You are indeed missing the point.

------
ChuckMcM
I remember when I found out that Gladwell was a journalist not a scientist. In
science, cherry picking your data is malfeasance, and in journalism it is just
good story telling. Which made me sad because I'd like to believe that you
could 'practice your way' into some amazing profession.
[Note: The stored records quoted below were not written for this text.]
PR #5952, opened 2026-01-06
refactor(arrow2): migrate concat.rs to arrow-rs

universalmind303:


universalmind303:
closing for now. Need to wait until we have a different constructor for DataArray's as this doesnt work with extension types atm

PR #5953, opened 2026-01-06
refactor(arrow2): migrate float.rs to arrow-rs

rohitkulshreshtha:
## Summary

- Migrates `daft-core/src/array/ops/float.rs` from arrow2 to arrow-rs
- Replaces `as_arrow2()` with `into_iter()` for float operations (is_nan, is_inf, not_nan)
- Uses `BooleanArray::from_iter` instead of deprecated `daft_arrow::array::BooleanArray::from_trusted_len_values_iter`
- Uses `BooleanArray::full_null` for NullType implementations instead of manual arrow2 array construction
- Adds unit tests for float operations

## Test plan

- [x] Added Rust unit tests for `is_nan`, `is_inf`, `not_nan`
- [x] All Rust tests pass with `cargo test -p daft-core float::tests`
- [x] All Python tests pass with `pytest tests/series/test_float.py`
- [x] No more deprecation warnings in `float.rs`

### DIFF
--- a/tests/dataframe/test_limit_offset.py
+++ b/tests/dataframe/test_limit_offset.py
@@ -36,116 +36,175 @@ def test_negative_limit(input_df):
     assert "LIMIT <n> must be greater than or equal to 0, instead got: -1" in str(excinfo.value)
 
 
-def test_limit(input_df):
-    df = input_df.select("name").limit(0)
-    assert df.count_rows() == 0
+@pytest.mark.parametrize(
+    "df_fn,expected_count",
+    [
+        pytest.param(lambda input_df: input_df.select("name").limit(0), 0, id="limit_0"),
+        pytest.param(
+            lambda input_df: input_df.select("id", "name").filter(col("id") > 127).limit(1),
+            1,
+            id="filter_gt_127_then_limit_1",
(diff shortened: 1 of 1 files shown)


src/daft-core/src/array/ops/float.rs
```diff
@@ -15,12 +15,10 @@ where
...
     fn is_nan(&self) -> Self::Output {
-        let arrow_array = self.as_arrow2();
-        let result_arrow_array = daft_arrow::array::BooleanArray::from_trusted_len_values_iter(
-            arrow_array.values_iter().map(|v| v.is_nan()),
-        )
-        .with_validity(arrow_array.validity().cloned());
-        Ok(BooleanArray::from((self.name(), result_arrow_array)))
+        Ok(BooleanArray::from_iter(
+            self.name(),
+            self.into_iter().map(|v| v.map(|x| x.is_nan())),
```
universalmind303: so this is going to be a noticeable performance regression over the original implementation. the original implementation only mapped over the values, while this maps over both the values and the nulls. 

in order to prevent a performance regression, we need to follow the same pattern of mapping over only the values.

PR #5954, opened 2026-01-06
refactor(arrow2): Remove arrow2 from utf8 array ops

desmondcheongzx:
Remove arrow2 from utf8 array ops.


uv.lock
desmondcheongzx, line 1: my bad didn't mean to commit this. Removing.

PR #5955, opened 2026-01-06
fix(cast): handle whitespace in string-to-number casting

ykdojo:
## Changes Made

- Handle whitespace trimming for Utf8 -> numeric casting in `cast.rs`
- Add Rust unit tests for whitespace handling in cast operations
- Simplify `run_process` to return raw subprocess stdout
- Remove `| tr -d ' '` workaround from tests since cast now handles whitespace

## Motivation

String-to-number casting in Daft was strict about whitespace, returning `None` for inputs like `"  3  "`. This differed from:
- Python's `int()`
- Pandas
- NumPy
- DuckDB

All of which handle leading/trailing whitespace gracefully.

### Comparison (Numeric)

| Engine | `'  3  '` → int |
|--------|-----------------|
| Python `int()` | `3` |
| Pandas | `3` |
| DuckDB | `3` |
| Polars | `None` |
| Daft (before) | `None` |
| **Daft (after)** | **`3`** |

## Implementation

The fix is implemented in `src/daft-core/src/array/ops/cast.rs`:

- Before calling arrow2's cast, check if we're casting Utf8 -> numeric
- If so, create a trimmed copy of the string array
- Pass the trimmed data to arrow2's existing cast logic

Trade-off: Temporarily duplicates string data during cast, but gains code reuse and maintainability.

## Scope

This PR only affects **numeric** casting (int, float).

### Date Parsing

Date parsing already handles whitespace correctly - `chrono::NaiveDate::from_str` (used by arrow2) is lenient with whitespace. Added a test to document this existing behavior.

## Related Issues

Fixes the root cause of #5942
Related to #5738

### DIFF
--- a/daft/functions/process.py
+++ b/daft/functions/process.py
@@ -44,8 +44,8 @@ def run_process(
         >>> # Without shell
         >>> expr = run_process(["echo", col("a"), col("b")])
         >>> df = df.select(expr.alias("out"))
-        >>> df.to_pylist()
-        [{'out': 'hello world'}]
+        >>> df.to_pylist()[0]["out"].strip()
+        'hello world'
         >>>
         >>> # With shell and return_dtype=int
         >>> df = daft.from_pydict({"x": ["hello world"]})


kevinzwang (approved):
Thanks! LGTM

PR #5962, opened 2026-01-07
refactor(arrow2): recordbatch ops

kevinzwang:
## Changes Made

Part of our arrow migration bash.

Did not migrate the following because they use some arrow2 based kernels with complex logic:
- `window_states/count_distinct.rs` - requires migration of `src/daft-core/src/array/ops/arrow/comparison.rs`
- `joins/merge_join.rs` - requires migration of `src/daft-core/src/kernels/search_sorted.rs`
- `search_sorted.rs` - also requires migration of `src/daft-core/src/kernels/search_sorted.rs`

### DIFF
--- a/src/daft-recordbatch/src/ops/pivot.rs
+++ b/src/daft-recordbatch/src/ops/pivot.rs
@@ -104,9 +104,10 @@ impl RecordBatch {
             .map(|name| match name_to_pivot_key_idx.get(name) {
                 Some(pivot_key_idx) => {
                     let indices = pivot_key_idx_to_values_indices.get(pivot_key_idx).unwrap();
-                    let indices_as_arrow =
-                        daft_arrow::array::UInt64Array::from_iter(indices.iter());
-                    let indices_as_arr = UInt64Array::from(("", Box::new(indices_as_arrow)));
+                    let indices_as_arr = UInt64Array::from_iter(
+                        Field::new("", DataType::UInt64),
+                        indices.iter().copied(),
+                    );
                     let values = value_series.take(&indices_as_arr)?;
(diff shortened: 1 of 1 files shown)


src/daft-recordbatch/src/ops/unpivot.rs
```diff
@@ -39,11 +39,10 @@ impl RecordBatch {
         let variable_column = values_table
             .schema
             .field_names()
-            .flat_map(|n| std::iter::repeat_n(n, self.len()));
-        let variable_arr = Box::new(daft_arrow::array::Utf8Array::from_iter_values(
-            variable_column,
-        ));
-        let variable_series = Utf8Array::from((variable_name, variable_arr)).into_series();
+            .flat_map(|n| std::iter::repeat_n(n, self.len()))
+            .collect::<Vec<_>>();
```
universalmind303, line 43: you should be able to collect directly to a utf8array, then rename it. 
```rs
.collect::<Utf8Array>().rename(variable_name)
```

kevinzwang: I took a look at this. We have `FromIterator` implemented for `Utf8Array`s but only for `Option<AsRef<str>>` and not `AsRef<str>`. I could add a `Some(...)` to every element but I'm not sure if that would cause any performance regressions. What do you think?

universalmind303: oh yeah good point. we should definitely add `FromIter<AsRef<str>>`  at some point. Its fine as is for now then.

universalmind303 (approved):

PR #5963, opened 2026-01-07
refactor(arrow-rs): Remove arrow2 from sort kernels

desmondcheongzx:
Factor out most arrow2 dependencies from the sort kernels.

Some remaining dependencies e.g. `DynComparator`, `Index` can be pulled out in the future.

Others, in particular, `SortOptions`, `sort`, `sort_to_indices` already have arrow-rs equivalents:
- https://docs.rs/arrow/latest/arrow/compute/struct.SortOptions.html
- https://docs.rs/arrow/latest/arrow/compute/fn.sort.html
- https://docs.rs/arrow/latest/arrow/compute/kernels/sort/fn.sort_to_indices.html

Alas they're currently only implemented for 32-bit indices and so are incompatible at the moment.


desmondcheongzx:
@greptile

universalmind303 (approved):

PR #5964, opened 2026-01-07
refactor(arrow2): DaftCompare between two DataArrays

kevinzwang:
## Changes Made

First part of the migration for `comparison.rs`. Migrates all implementations of `DaftCompare` between two arrays. A subsequent PR will implement it for array + scalar.

I changed the behavior of `eq_null_safe` for null arrays from always returning null to always returning true since that just makes a lot more sense to me. I feel that it is a bug fix instead of a breaking change.

### DIFF
--- a/src/daft-core/src/array/ops/comparison.rs
+++ b/src/daft-core/src/array/ops/comparison.rs
@@ -1,8 +1,9 @@
 #![allow(deprecated, reason = "arrow2->arrow migration")]
-use std::ops::Not;
+use std::{ops::Not, sync::Arc};
 
+use arrow::{array::Datum, buffer::NullBuffer, compute::kernels::cmp};
 use common_error::{DaftError, DaftResult};
-use daft_arrow::{compute::comparison, scalar::PrimitiveScalar};
+use daft_arrow::{ArrowError, compute::comparison, scalar::PrimitiveScalar};
 use num_traits::{NumCast, ToPrimitive};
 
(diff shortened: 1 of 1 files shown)


universalmind303:
@kevinzwang, Codspeed is showing about a 15% drop in performance. Any idea why?

kevinzwang:
> @kevinzwang, Codspeed is showing about a 15% drop in performance. Any idea why? 

Huh interesting. I don't think I made any performance-related changes to the code, it might just be that the arrow-rs kernels are slower than arrow2. Will investigate a bit

universalmind303:
> it might just be that the arrow-rs kernels are slower than arrow2

It wouldn't surprise me if they were a little slower bit slower. I know arrow2 had a very strong focus on performance, while arrow had a stronger focus on usability & adoption.

kevinzwang:
@universalmind303 based on the profiling it looks like virtually all the time is spent on `arrow_ord::cmp::compare_op`, so it's almost definitely because that is just slower than the corresponding arrow2 kernel. 

It makes sense since the query (TPC-H Q6) is just a bunch of inequality comparisons + a sum:

```sql
SELECT
    sum(l_extendedprice * l_discount) AS revenue
FROM
    lineitem
WHERE
    l_shipdate >= CAST('1994-01-01' AS date)
    AND l_shipdate < CAST('1995-01-01' AS date)
    AND l_discount BETWEEN 0.05
    AND 0.07
    AND l_quantity < 24;
```

What do you think the right move is here? It's only around a 15% regression and only seems to affect this specific TPC-H question so maybe we just accept it and see if we can improve the kernel in arrow-rs in the future

PR #33, opened 2018-01-30
make the BUNDLE_NAME and the dependent variables overridable

EugenWiens:
In some use cases it is necessary to override the bundle name. Changed the value assignment to lowest priority, so that is in this use case cleaner.

Signed-off-by: Eugen Wiens <eugen.wiens@jumo.net>


ejoerns:
replaced by #35

PR #39, opened 2018-02-08
Rocko+rauc 0.3

leiflm:
The first commit adds a recipe for [rauc v0.3](https://github.com/rauc/rauc/releases/tag/v0.3).

The second commit updates the provided `_git.bb` to point to the [0.3 revision](https://github.com/rauc/rauc/commit/419387685f1e5fb0d59aa21d0eb47ddae5120600).

Even though there is no `_0.1.bb` I left the `0_0.2.bb` there for users to set `PREFERED_VERSION_rauc = 0.2` in their `distro.conf`.

### DIFF
--- a/recipes-core/rauc/rauc-git.inc
+++ b/recipes-core/rauc/rauc-git.inc
@@ -10,3 +10,5 @@ PV = "0.3+git${SRCPV}"
 S = "${WORKDIR}/git"
 
 SRCREV = "419387685f1e5fb0d59aa21d0eb47ddae5120600"
+
+DEFAULT_PREFERENCE = "-1"
--- a/recipes-core/rauc/rauc-git.inc
+++ b/recipes-core/rauc/rauc-git.inc
@@ -1,12 +1,12 @@
 require rauc.inc
 
-PR = "r9"
+PR = "r0"
 
 SRC_URI = " \ 
   git://github.com/rauc/rauc.git;protocol=https \
   "
 
-PV = "0.1.1+git${SRCPV}"
+PV = "0.3+git${SRCPV}"
 S = "${WORKDIR}/git"
 
-SRCREV = "4b6453e8678a48aa793c41871e3bfcfdbafce881"
+SRCREV = "419387685f1e5fb0d59aa21d0eb47ddae5120600"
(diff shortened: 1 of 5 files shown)


recipes-core/rauc/rauc-git.inc
```diff
@@ -1,12 +1,12 @@
 require rauc.inc
 
-PR = "r9"
+PR = "r1"
```
ejoerns: We can even set it to `r0` as the docu suggests

recipes-core/rauc/rauc-git.inc
```diff
@@ -1,12 +1,12 @@
...
 
 SRC_URI = " \ 
   git://github.com/rauc/rauc.git;protocol=https \
   "
 
-PV = "0.1.1+git${SRCPV}"
+PV = "0.3+git${SRCPV}"
```
ejoerns: Moving this to 0.3 will mask the standard rauc_0.3.bb recipe as the version here is higher due to the appended git string.

We should set `DEFAULT_PREFERENCE` to -1 here as a workaround.

ejoerns:
I would also like to apply this to master first.

I am not sure how to deal with non-bugfix version updates in feature branches, yet. At the moment I would like to keep the rocko branch still at 0.2.

recipes-core/rauc/rauc-git.inc
leiflm: that's fine with me 👍

leiflm:
> At the moment I would like to keep the rocko branch still at 0.2

How about keeping it at `0.2` by default, but add the `0.3` recipe? I.e. using `DEFAULT_PREFERENCE=-1` on the `rauc_0.3.bb` too for rocko?

ejoerns:
Well, I would like to avoid that.
To be honest `DEFAULT_PREFERENCE` is a bad hack and there are so many ways to shoot yourself in the food with yocto package version selection (have tried it out in different ways the last days...) that I would like to prevent the confusion it might confuse having a 0.3 recipe but letting the 0.2 recipe build.
Otherwise this is a new test vector that will not be well covered and might have undesired side-effects.

For now I would add it to master and then decide if we backport it to rocko, but only the same way as it is in master.

ejoerns:
Applied to master

ejoerns:
Well, I've just discussed this with @jluebbe and we agreed on providing rauc 0.3 for rocko release, too.
I've cherry-picked and pushed all the relevant changes.

PR #40, opened 2018-02-15
Further fixes for bundle class varflag handling

ejoerns:
This adds two patches that fix / improve the varflag handling in the bundle class


ejoerns:
Updated this by reducing the level for reporting unset type to debug (note will always pollute the console).

added 'depends' varflag

PR #41, opened 2018-03-08
rauc-native_0.2: Use DEPLOY_DIR_TOOLS

krevsbech:
Applying fix from 7f5c3e024747ec32f5b61c8aea8fd5fc4da152ed to rauc_native_0.2
also.

Signed-off-by: Kasper Revsbech <krev@triax.com>


krevsbech:
Please note that the issue might also apply too rauc_native_0.3 and that the rauc_native_0.2.bb also should be fixed in branch:rocko
I can create a PR against rocko if you like or you can cherry-pick your-self if you agree that it should also be fixed in rocko.

ejoerns:
cherry-picked to rocko

Would you like to add a PR for 0.3?

krevsbech:
I'll do and test the 0.3 tomorrow.

PR #52, opened 2018-09-17
two small bundle.bbclass tweaks

Villemoes:


ejoerns:
Cherry-picked to sumo branch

I also followed Dan's progress for the first couple of years. Here was a guy
who was putting things to the test in a way that had not been done before. I
expect if he writes a book on the topic I would not be the only one who bought
it.

So it is with some surprise that I read that Dan didn't know how to 'end it'.
He did an amazing thing, and the results weren't what he expected or hoped but
they were _authentic_ and that is important. I don't think anyone who followed
his story would say "oh he just slacked off for years" or any of that. I would
hope he could sit back and evaluate it not as someone who 'failed to make the
PGA' but rather as someone who tested this hypothesis of 10K hours and found
it wanting. That is an excellent achievement and I hope he can see it that
way.

------
ryanwaggoner
I actually randomly looked this guy up months ago after thinking about him and
wondering whatever became of his experiment. Sad to see how it ended.

Side note: the Atlantic's shit-tastic anti-ad blocker wouldn't let me in even
though I'm a paying subscriber, AND I whitelisted them, so here's the AMP
link:
[https://www.google.com/amp/s/www.theatlantic.com/amp/article...](https://www.google.com/amp/s/www.theatlantic.com/amp/article/536592/)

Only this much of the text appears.